## What the exercise asks
Find every line in the entries that holds the string "cpuonly" and report it.

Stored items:
Issue #5481, opened 2021-04-11
Native Notebooks - Green Check + Timer after kernel restart should be removed


claudiaregio:
## Steps to Reproduce:
1. Open notebook
2. Run some cells
3. Clear outputs or restart kernel

## Actual Behavior: 
**If you clear all outputs:** 
Green check mark remains even though execution count is wiped

![image](https://user-images.githubusercontent.com/19276747/114314962-c16d8080-9ab1-11eb-9722-513edd79faa1.png)

This is especially weird if you delete the code before you clear all outputs. 
![image](https://user-images.githubusercontent.com/19276747/114315299-38574900-9ab3-11eb-9ec4-64c30fcc7398.png)

**If you restart kernel:** 
This looks identical to if I had actually just run it

![image](https://user-images.githubusercontent.com/19276747/114315270-12ca3f80-9ab3-11eb-8340-5b5488bb7973.png)

## Expected Behavior: 
No green check mark or timer in cell status bar when kernel is restarted or all outputs cleared

roblourens:
This is now done correctly for clearing outputs. But for restarting, that would have to be done on the extension side with a fake execution event. I will give it back to you @DonJayamanne to decide whether it's right to clear those when the kernel is restarted. I have no idea how to do that in the extension codebase. But if you want me to tackle it you can point me to the right code

DonJayamanne:
Jupyter has the following options:
* Restart
* Restart and Clear Outputs

The latter ends up clearing the execution count and the output. We do not have such an option.
I don't think we should remove the green tick and not clear the execution count, that would seem an incomplete behaviour.
I think we should instead have the first option (current behaviour which lines up with Jupyter) and the second option (new restart option)

This means we'd need a different restart button or a split dropdown button or the like.

Given the fact that this issue has been open for more than a year and we've only had 2 similar issues, I'm inclined to close this due to a lack of interest from users.

PR #5507, opened 2021-04-13
Clear native notebook cell check mark and timer on kernel restart

joyceerhl:
For https://github.com/microsoft/vscode-jupyter/issues/5481

clearonrestart


rchiodo (approved):

src/client/datascience/notebook/notebookEditor.ts
```diff
@@ -380,4 +382,28 @@ export class NotebookEditor implements INotebookEditor {
...
+                        cell.kind,
+                        cell.document.getText(),
+                        cell.document.languageId,
+                        outputs,
+                        cell.metadata,
+                        // Retain execution order to match Jupyter behavior
+                        { executionOrder: cell.latestExecutionSummary?.executionOrder }
+                    );
+                });
+                edit.replaceNotebookCells(editor.document.uri, new NotebookRange(0, this.document.cellCount), newCells);
```
DonJayamanne, line 405: @rebornix @roblourens Is there a better way to achieve this, rather than having to delete & re-create all of the cells.

roblourens: I assume that if it was running previously you have an execution task, can't you use that and end the execution?

roblourens: Oh, you are trying to clear the state after it has finished executing. Do you want to clear outputs too? If so you can run the clear outputs command. Or, you can create execution tasks and complete them immediately with no success or time. Trying to figure out what a better way to do this would look like and I don't really see how it fits into the model. I think that doing it with execution tasks would be reasonable though. Basically that's just how execution-related state is manipulated.

roblourens: If we can think of a general-purpose reason to have this, we could add a "clear execution state" command (like "clear outputs" but doesn't touch outputs)

DonJayamanne: > I think that doing it with execution tasks would be reasonable though. Basically that's just how execution-related state is manipulated.

Yup thats what I thought as well. 
In general I'm assuming thats better than using the replace cells (as that could have other perf implications as well, on the UI & live share, & other areas).

Thanks @roblourens

joyceerhl: JFYI, we don't want to clear outputs in order to match Jupyter behavior.

DonJayamanne:
@joyceerhl are we planning on merging this PR?
Personally i think we should, if the concern is that solution isn't great, then we might want to discuss this in the VSC Sync meeting.
I think we need to fix this to be consistent withJupyter.

joyceerhl:
@DonJayamanne Thanks for the reminder, I was waiting on @claudiaregio for her thoughts on whether we want this implemented given that there's no direct analogue for the cell status concept in classic Jupyter.  If we are all in agreement that we should include this I'm happy to merge it.

Issue #5509, opened 2021-04-13
Better telemetry when interpreter doesn't match the kernel


DonJayamanne:
We track this today, but we don't know if:
* User ran a cell
* Whether its notebook or interactive or native or custom, etc...

Basically we don't have a lot of information we have with other events.
Using the existing infrastructure for this.

IanMatthewHuff:
I don't have a specific repro for this, but validating on the implementation of the telemetry event.

PR #5510, opened 2021-04-13
Better logs when interpreter does not match kernel

DonJayamanne:
For #5509

### DIFF
--- a/src/client/datascience/jupyter/kernels/helpers.ts
+++ b/src/client/datascience/jupyter/kernels/helpers.ts
@@ -32,6 +32,8 @@ import { traceInfo, traceInfoIf } from '../../../common/logger';
 import { getInterpreterHash } from '../../../pythonEnvironments/info/interpreter';
 import { getTelemetrySafeVersion } from '../../../telemetry/helpers';
 import { IS_CI_SERVER } from '../../../../test/ciConstants';
+import { trackKernelResourceInformation } from '../../telemetry/telemetry';
+import { Uri } from 'vscode';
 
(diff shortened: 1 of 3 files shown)


src/client/datascience/jupyter/kernels/helpers.ts
```diff
@@ -464,10 +465,7 @@ export async function sendTelemetryForPythonKernelExecutable(
         }
         const sysExecutable = concatMultilineString(output.text).trim().toLowerCase();
         const match = kernelConnection.interpreter.path.toLowerCase() === sysExecutable;
-        sendTelemetryEvent(Telemetry.PythonKerneExecutableMatches, undefined, {
-            match: match ? 'true' : 'false',
-            kernelConnectionType: kernelConnection.kind
-        });
+        trackKernelResourceInformation(Uri.file(file), { interpreterMatchesKernel: match });
```
DonJayamanne, line 468: With the existing infrastructure we can tell:
* If its a notebook vs interactive window
* If its custom vs native notebook
* If user ran the cell vs auto start
All three are crucial and this wasn't easy to get with the previous event.

Removing the old item, once we add this, we can deprecate the old event.

IanMatthewHuff (approved):

DavidKutu (approved):

DonJayamanne:
@IanMatthewHuff @DavidKutu  I reverted the code that removed the old telemetry, will need that to compare in the future (see if we're getting better)

rchiodo (approved):

Issue #5527, opened 2021-04-15
Update to the new CellStatusBar API breaking change due to hit today


IanMatthewHuff:
https://github.com/microsoft/vscode/issues/93265#issuecomment-819738397

PR #5530, opened 2021-04-15
Notebook Dev breaking changes

IanMatthewHuff:
For #5527


src/client/datascience/jupyter/kernels/cellExecution.ts
```diff
@@ -296,8 +296,8 @@ export class CellExecution {
         if (this.isEmptyCodeCell) {
             this.task?.end({});
         } else if (success === 'success' || success === 'failed') {
-            this.lastRunDuration = this.stopWatch.elapsedTime;
-            this.task?.end({ duration: this.lastRunDuration, success: success === 'success' });
+            this.endTime = new Date().getTime();
```
IanMatthewHuff, line 299: Peng was right. I did this endTime convert quickly and I'm not fully sure that it's handling the elapsed time correctly. Let me re-look quick.

src/client/datascience/notebook/statusBarProvider.ts
```diff
@@ -0,0 +1,43 @@
...
+/**
+ * This class controls the status messages that we see on our Notebook cells
+ */
+@injectable()
+export class StatusBarProvider implements VSCNotebookCellStatusBarItemProvider {
+    // Weakmap, as we don't own the lifetime of either of these, just a helpful mapping for tests
+    private static cellStatusMappings = new WeakMap<NotebookCell, NotebookCellStatusBarItem>();
+
+    // Allow test code to see what status is currently on any cell
+    public static getCellStatusBarItem(cell: NotebookCell): NotebookCellStatusBarItem | undefined {
```
IanMatthewHuff, line 26: Instead of adding to the existing tracker I just put the tracker for tests on there with the same basic scheme. Seemed easier than having to throw an event from here and handle it elsewhere since there is no notebook API for when cells get new status items.

src/test/datascience/notebook/executionService.vscode.test.ts
```diff
@@ -203,7 +204,8 @@ suite('DataScience - VSCode Notebook - (Execution) (slow)', function () {
         expect(cell.latestExecutionSummary?.executionOrder).to.be.greaterThan(0, 'Execution count should be > 0');
         assert.equal(NotebookCellStateTracker.getCellState(cell), NotebookCellExecutionState.Idle, 'Incorrect State');
         assert.isFalse(hasErrorOutput(cell.outputs), 'Incorrect State');
-        assert.equal(cell.metadata.statusMessage, '', 'Incorrect Status message');
+        const statusBarItem = StatusBarProvider.getCellStatusBarItem(cell);
```
IanMatthewHuff, line 207: Got a clean test run on `notebook/dev` with this.

IanMatthewHuff:
@rebornix You don't have to review, but adding you on as we've been chatting about these changes some.

rchiodo (approved):

src/client/datascience/notebook/statusBarProvider.ts
```diff
@@ -0,0 +1,43 @@
...
+        return StatusBarProvider.cellStatusMappings.get(cell);
+    }
+
+    // For any NotebookCell, check its output to see if we need to put up a status message
+    provideCellStatusBarItems(
```
DonJayamanne, line 31: Won't we need to trigger an event letting VS Code know about potential changes?
* @rebornix 
Or will VS Code always call this method when ever there are changes to notebooks?

Instances when VS Code should call this:
* Execution has completed (outputs changed)
* Execution has gone into pending state (outputs changed)
* User clears outputs (outputs changed)

Basically when ever outputs change we need to ensure we either notify VS Code to call this or VS Code should call this when outputs change.

@IanMatthewHuff @rebornix  do we know if VS Code will call when outputs change?
If not then we'll need to trigger the event in this provider in all of the above cases.

Not sure about the scenario when user changes outputs (@rebornix do we have events when user cleas outputs?)
There are other places where we want to clea other metadata when user clears outputs.

DonJayamanne: This isn't a showstopper, however we'd need to ensure this works as expected.

DonJayamanne (approved):

src/client/datascience/notebook/statusBarProvider.ts
IanMatthewHuff: @DonJayamanne What I did check was the following.

* Run a cell without an error (no status message)
* Create an error in the cell and run it (error status message show)
* Fix the error and run again (no status message)

I'll check for output clearing now.

src/client/datascience/jupyter/kernels/cellExecution.ts
IanMatthewHuff: Actually I think this is ok. Stopwatch still used to send durations for telemetry, we start it right where we set start time and just get an endTime here now, should be legit.

src/client/datascience/notebook/statusBarProvider.ts
DonJayamanne: > Fix the error and run again (no status message)

Is this purely by chance of is this how VS Code works. I.e. does it query the methods when ever cell output or status changes? I'd prefer we know that for a fact instead of leaving this to chance.
@rebornix Please could you let us know when VS Code will query this method to get the latest status?

DavidKutu (approved):

src/client/datascience/notebook/statusBarProvider.ts
roblourens: It will be called

- When a cell begins or finishes executing (really when any internal metadata changes)
- When output changes
- When language changes
- When the cell scrolls into view
- When any provider fires `onDidChangeCellStatusBarItems`

I should have jsdoc that spells this out

src/client/datascience/notebook/statusBarProvider.ts
```diff
@@ -0,0 +1,43 @@
...
+        cell: NotebookCell,
+        _token: CancellationToken
+    ): ProviderResult<NotebookCellStatusBarItem[]> {
+        // Get our message from the cell output and create a basic message
+        const statusMessage = getCellStatusMessageBasedOnFirstCellErrorOutput(cell.outputs);
+        const statusItem = new NotebookCellStatusBarItem(statusMessage, NotebookCellStatusBarAlignment.Left);
+
+        // Save our mapping
+        StatusBarProvider.cellStatusMappings.set(cell, statusItem);
```
roblourens, line 40: Is this only used for test code?

IanMatthewHuff: @roblourens Yes, that was what I added to use instead of the .statusMessage in our tests.

src/client/datascience/notebook/statusBarProvider.ts
DonJayamanne: Awesome, then we don't need to do anything, thanks for the confirmation.
Easy simple powerful api.....

IanMatthewHuff:
Pushing over test failures as we expect these tests to fail. The live version of VS code - insiders that CI uses is out of date from the proposed API that we have here. We'll need to run CI in the morning after VS code has updated.

PR #5553, opened 2021-04-19
Update cell status bar items provider registration selector

rebornix:
Update the cell status bar items provider registration API.


DavidKutu:
Looks good, but a change in the proposed api (executionOrder  being readonly) breaks some stuff.

DonJayamanne (approved):

Issue #5559, opened 2021-04-20
Jupyter specific commands incorrectly show up for all notebook editors


mjbvz:
**Repro**
1. With Jupyter installed 
1. Open a [GitHub issues notebook](https://github.com/microsoft/vscode-github-issue-notebooks)
2. In the command platte, run `Notebook: collapse all notebook cells`

**bug**

<img width="686" alt="Screen Shot 2021-04-19 at 5 46 33 PM" src="https://user-images.githubusercontent.com/12821956/115320677-2e7ab900-a137-11eb-8875-957d9796a774.png">

mjbvz:
I believe you need to use a more specific context key here: https://github.com/microsoft/vscode-jupyter/blob/main/package.json#L1178

It's also confusing that these commands are under the generic `Notebook` command group. It made me think they were coming from VS Code at first

DonJayamanne:
> confusing that these commands are under the generic Notebook command group. It made me think they were coming from VS Code at first

Last we discussed this. We decided to change Jupyter to notebook.
I think it should start as notebook.
Most of the Jupyter users will be using notebook command to create cells, switch kernel,  etc, and those are prefixed `Notebook` having others prefixed `Jupyter` is confusing.

Either it's all consistently Jupyter or notebook, the later is the oblivious choice.
I think hiding the command for other notebooks will address the problem you had.

For users of ipynb (Jupyter) they wouldn't care whether it's a command contributed by vscode or an extension, they just called about notebooks.

joyceerhl:
Validated. The expand/collapse all notebook cells commands are now hidden when a GitHub issues notebook is active.

PR #5574, opened 2021-04-20
Hide jupyter commands from other types of notebooks

DavidKutu:
For #5559

### DIFF
--- a/news/2 Fixes/5559.md
+++ b/news/2 Fixes/5559.md
@@ -1,0 +1,1 @@
+Hide jupyter commands from other types of notebooks.
--- a/package.json
+++ b/package.json
@@ -652,17 +652,17 @@
             {
                 "command": "jupyter.notebookeditor.removeallcells",
                 "title": "%jupyter.command.jupyter.notebookeditor.removeallcells.title%",
-                "category": "Jupyter"
+                "category": "Notebook"
             },
             {
                 "command": "jupyter.notebookeditor.expandallcells",
                 "title": "%jupyter.command.jupyter.notebookeditor.expandallcells.title%",
-                "category": "Jupyter"
+                "category": "Notebook"
             },
             {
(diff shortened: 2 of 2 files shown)


rchiodo (changes requested):
I think we need a when clause instead

rchiodo:
I believe we use 'Notebook' on purpose. Isn't this going to make all of those commands prefixed with 'Jupyter' instead? That seems more confusing to me.

DavidKutu:
@rchiodo I could leave only the changes to the when clause, that's enough to fix the issue.
As of the name `Jupyter` or `Notebook`, both are going to be confusing to a group of people. I don't mind leaving one or the other.

rchiodo (approved):

joyceerhl:
@rchiodo I believe Matt said in #5559 that our using 'Notebook' is confusing, because the category also indicates where the command is coming from. E.g. 'Notebook' means 'VS Code-contributed' while 'Jupyter' means 'Jupyter extension-contributed'. Since this keybinding is contributed by the Jupyter extension I think it makes sense to prefix it with 'Jupyter'. I'm also wondering if Peng/Matt have further thoughts on this.

DonJayamanne:
@joyceerhl I don't think we should change the command group to Jupyter.
I have replied her https://github.com/microsoft/vscode-jupyter/issues/5559#issuecomment-823749451

It's something we discussed as a team (I think we even have an issue for this), I believe it came out of a QP study

DonJayamanne:
@joyceerhl I've replied on the issues.
I don't think we should change the command group to Jupyter.
I recall discussing this with our team, as a result of a QP. Im certain we even have an issue for this (and why we changed from Jupyter to notebook).

DavidKutu:
@joyceerhl that's a good topic to bring up in our next sync meeting. I'd vote to have everything we contribute in the  `Jupyter` group.

Issue #5535, opened 2021-04-16
Too many flake tests failing


IanMatthewHuff:
Almost every single run for the last week or so has failing tests in it.

Kernel starting
Notebook restarting with same kernel
Interrupt 

Seem to be three of the main culprits. Marking as high priority as we can't PR and release confidently in this state.

DonJayamanne:
Hmm, are these flaky or always failing.
These didn't seem to fall last week or earlier.

IanMatthewHuff:
Not sure how far back they started failing (is there a way to see test history? Used to be able to see that in AzDO) but all of these tests were failing at least once in the two runs before the breaking changes.

https://github.com/microsoft/vscode-jupyter/runs/2356143894?check_suite_focus=true
https://github.com/microsoft/vscode-jupyter/runs/2351318190?check_suite_focus=true

I actually don't mind driving this after the kernel push stuff, but it's not good. I just took a look and the last fully green 'Build and Test' run that I see (excluding runs in or targeting the release branch) was eight days ago. Over a week since the last all green PR run.

https://github.com/microsoft/vscode-jupyter/actions/runs/731108365

DonJayamanne:
Oh no not implying that the recent changes broke the tests.
Agreed, we should get them green, end this is how we'll send up back to where we were until early this year, constantly having flaky tests

IanMatthewHuff:
Ohh, I'm not worried about what change caused it (looking now my change might have caused a different new failure). Just mentioning that I'm unsure of when things started to flake, and expressing that I want to get it cleaned up so that we are pushing green. Red gets momentum, something starts to fail, we push anyways, we see the previous failure and push over it again. I do it plenty myself. Gotta get strict with myself.

IanMatthewHuff:
We are still cleaning up a few tests, but I believe the above listed ones are all green. Validated.

Issue #5585, opened 2021-04-21
Fix tests after kernel push update.


IanMatthewHuff:
Tests were broken to unblock kernel push.

joyceerhl:
@IanMatthewHuff were you already working on this? If not I can take this on.

IanMatthewHuff:
@joyceerhl please grab it if you have cycles. I did one cleanup pass here, but it's still pretty bad. https://github.com/microsoft/vscode-jupyter/pull/5589

joyceerhl:
I think we can close this as a dupe of #5535, it's the same set of tests that are failing (apart from ipywidgets, which are legitimately broken).

PR #5602, opened 2021-04-22
Fix/skip flakey tests

DavidKutu:
For #5535

So far 'Failed to set notebook controllers' is still failing (Ian's looking into that).
The functional tests fail because we can't install pytorch.

All skipped tests link to issues and work in real life.


joyceerhl:
FYI @IanMatthewHuff I think #5535 is the same set of test failures (interrupt, restart kernel) that I was originally looking at for https://github.com/microsoft/vscode-jupyter/issues/5585 I'll unassign myself from https://github.com/microsoft/vscode-jupyter/issues/5585 to avoid duplicating work.

src/test/datascience/notebook/contentProvider.vscode.test.ts
```diff
@@ -201,13 +201,21 @@ suite('DataScience - VSCode Notebook - (Open)', function () {
 
         const originalJsonStr = (await fs.readFile(templateIPynb, { encoding: 'utf8' })).trim();
         const originalJson: nbformat.INotebookContent = JSON.parse(originalJsonStr);
-        assert.deepEqual(JSON.parse(model.getContent()), originalJson, 'Untrusted notebook json content is invalid');
+        assert.deepEqual(
+            JSON.parse(model.getContent()).cells,
+            originalJson.cells,
```
DavidKutu, line 206: This was failing because we change the kernel in the metadata. That content is not worth comparing, so lets just compare the cells.

src/client/datascience/interactive-ipynb/nativeEditorCommandListener.ts
```diff
@@ -100,14 +99,18 @@ export class NativeEditorCommandListener implements IDataScienceCommandListener
...
+        if (document) {
+            const target =
+                this.provider.activeEditor?.file.toString() === document.toString()
+                    ? this.provider.activeEditor
+                    : this.provider.editors.find((editor) => editor.file.toString() === document.toString());
+            if (target) {
+                target.interruptKernel().ignoreErrors();
+            }
+        } else {
+            this.provider.activeEditor?.interruptKernel().ignoreErrors();
```
DavidKutu, line 113: We weren't doing anything if the command came from the command palette.

.github/workflows/build-test.yml
```diff
@@ -451,7 +451,7 @@ jobs:
           python ./pythonFiles/install_debugpy.py
           conda env update --file ./build/conda-functional-requirements.yml
           python -m pip install --upgrade -r ./build/conda-functional-requirements.txt
-          conda install pytorch torchvision torchaudio cpuonly -c pytorch
+          conda install pytorch==1.8.0 torchvision==0.9.0 torchaudio==0.8.0 cpuonly -c pytorch
```
DavidKutu, line 454: Functional tests are failing because we can't install pytorch.
This didn't really fix it, but I think its safer to stay in a constant stable version and update it when necessary, instead of risking pytorch coming out with a broken release.

DonJayamanne:
> FYI @IanMatthewHuff I think #5535 is the same set of test failures (interrupt, restart kernel) that I was originally looking at for #5585 I'll unassign myself from #5585 to avoid duplicating work.

I'll look into the interrupt test failures. Since these have been skipped here. I'll pick that up (https://github.com/microsoft/vscode-jupyter/issues/5713).

src/test/datascience/notebook/contentProvider.vscode.test.ts
DonJayamanne: This is not correct, if the user didn't make any changes but just trusted the notebook, then we should not be making changes. 
I.e. just because a notebook is trusted doesn't mean we should modify the file.
I think its a bug.

src/client/common/application/commands.ts
```diff
@@ -84,7 +84,7 @@ export interface ICommandNameArgumentTypeMapping extends ICommandNameWithoutArgu
     ['workbench.action.files.saveAs']: [Uri];
     ['workbench.action.files.save']: [Uri];
     ['undo']: [];
-    [DSCommands.NotebookEditorInterruptKernel]: [NotebookDocument];
+    [DSCommands.NotebookEditorInterruptKernel]: [Uri];
```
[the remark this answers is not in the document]
DonJayamanne: Good pick

DonJayamanne (changes requested):
Blocking on the content provider.
If user doesnt do anything the content should not change, i.e. just because the user opened a file doesn't mean we should modify it.
Eitehr skip that test or we should fix it or file a seprate issue for that.
Either way, its a breaking test, something that used to work.

src/client/common/application/commands.ts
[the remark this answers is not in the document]
joyceerhl: Should this be `NotebookDocument | Uri` then? And the command handler would need to distinguish between the two possible arg types as well.

This must've been what @rchiodo and @IanMatthewHuff were referring to in https://github.com/microsoft/vscode-jupyter/pull/5411#discussion_r607986199 when they asked about the command palette resolving this to a URI. It's not the command palette, it's the notebook toolbar.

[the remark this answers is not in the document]
joyceerhl: Oh never mind, just saw https://github.com/microsoft/vscode-jupyter/pull/5602/files#diff-0e9199b84e8377970515123cf9f3d1c2e60d1a1379507cbade651126ae15934eR195

src/test/datascience/notebook/contentProvider.vscode.test.ts
DavidKutu: When would it fair to change a notebook's metadata? I get not when opening or trusting. How about when a kernel started? If so, that's our default behavior.

DonJayamanne: > w about when a kernel started? If so, that's our default behavior.

Yes that's find, but thiis test doesn't do anything like that, this is just trusting a notebook, hence metadata should not change.

src/test/datascience/notebook/executionService.vscode.test.ts
```diff
@@ -242,7 +242,11 @@ suite('DataScience - VSCode Notebook - (Execution) (slow)', function () {
         );
         assertHasTextOutputInVSCode(displayCell, 'foo', 0, true);
     });
-    test('Clearing output while executing will ensure output is cleared', async () => {
+    test('Clearing output while executing will ensure output is cleared', async function () {
+        // https://github.com/microsoft/vscode-jupyter/issues/5713
+        // The pending cells are always timing out on interrupt, and it might not be up to us
+        // We handle it by asking the user to restart the kernel instead
+        return this.skip();
```
DonJayamanne, line 249: Please remove this, i have fixed the tests

src/test/datascience/notebook/contentProvider.vscode.test.ts
DonJayamanne: I think this is ok David. 
Let's fix this test, i can file a separate issue for what I'm describing

DonJayamanne (approved):
Please remove the skips for the interrupt tests

src/test/datascience/notebook/contentProvider.vscode.test.ts
DavidKutu: Here's the new issue: https://github.com/microsoft/vscode-jupyter/issues/5721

## Your solution
-          conda install pytorch torchvision torchaudio cpuonly -c pytorch
+          conda install pytorch==1.8.0 torchvision==0.9.0 torchaudio==0.8.0 cpuonly -c pytorch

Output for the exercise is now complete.